### Description of the task:
Copy the records. Keep every line exactly as it is.

### Exercise material:
PR #1094, opened 2026-06-02
Convert VM dispatch from recursive to iterative

garretfick:
Frame stack lives in caller-allocated VmBuffers (matches the existing
OperandStack/VariableTable pattern). CALL pushes a frame; RET pops one;
FB_CALL preserves its copy-in/copy-out semantics by tagging the frame
with FbCallReturn. Safety relies on the existing Trap::CallStackOverflow
fired from FrameStack::push, so no verifier or header.max_call_depth
plumbing is required for this PR. Existing CALL/RET and FB_CALL tests
are the regression net.


compiler/vm/src/vm.rs
```diff
@@ -2113,12 +2117,56 @@ pub(crate) fn execute_with_hook<H: DebugHook>(
...
+    variables: &mut VariableTable,
+) -> Result<(), Trap> {
+    let popped = frame_stack
+        .pop()
+        .expect("caller must hold the loop invariant: non-empty before return");
+    temp_alloc.rewind_to(popped.temp_alloc_mark);
+
+    if let Some(fbr) = popped.fb_return {
+        for i in 0..fbr.num_fields as usize {
+            let offset = fbr.instance_start + i * 8;
```
garretfick: Can this offset be computed in the fbr? Maybe inline it, but I don't like having the knowledge of "8" here.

### Result of this task:
PR #1094, opened 2026-06-02
Convert VM dispatch from recursive to iterative

garretfick:
Frame stack lives in caller-allocated VmBuffers (matches the existing
OperandStack/VariableTable pattern). CALL pushes a frame; RET pops one;
FB_CALL preserves its copy-in/copy-out semantics by tagging the frame
with FbCallReturn. Safety relies on the existing Trap::CallStackOverflow
fired from FrameStack::push, so no verifier or header.max_call_depth
plumbing is required for this PR. Existing CALL/RET and FB_CALL tests
are the regression net.


compiler/vm/src/vm.rs
```diff
@@ -2113,12 +2117,56 @@ pub(crate) fn execute_with_hook<H: DebugHook>(
...
+    variables: &mut VariableTable,
+) -> Result<(), Trap> {
+    let popped = frame_stack
+        .pop()
+        .expect("caller must hold the loop invariant: non-empty before return");
+    temp_alloc.rewind_to(popped.temp_alloc_mark);
+
+    if let Some(fbr) = popped.fb_return {
+        for i in 0..fbr.num_fields as usize {
+            let offset = fbr.instance_start + i * 8;
```
garretfick: Can this offset be computed in the fbr? Maybe inline it, but I don't like having the knowledge of "8" here.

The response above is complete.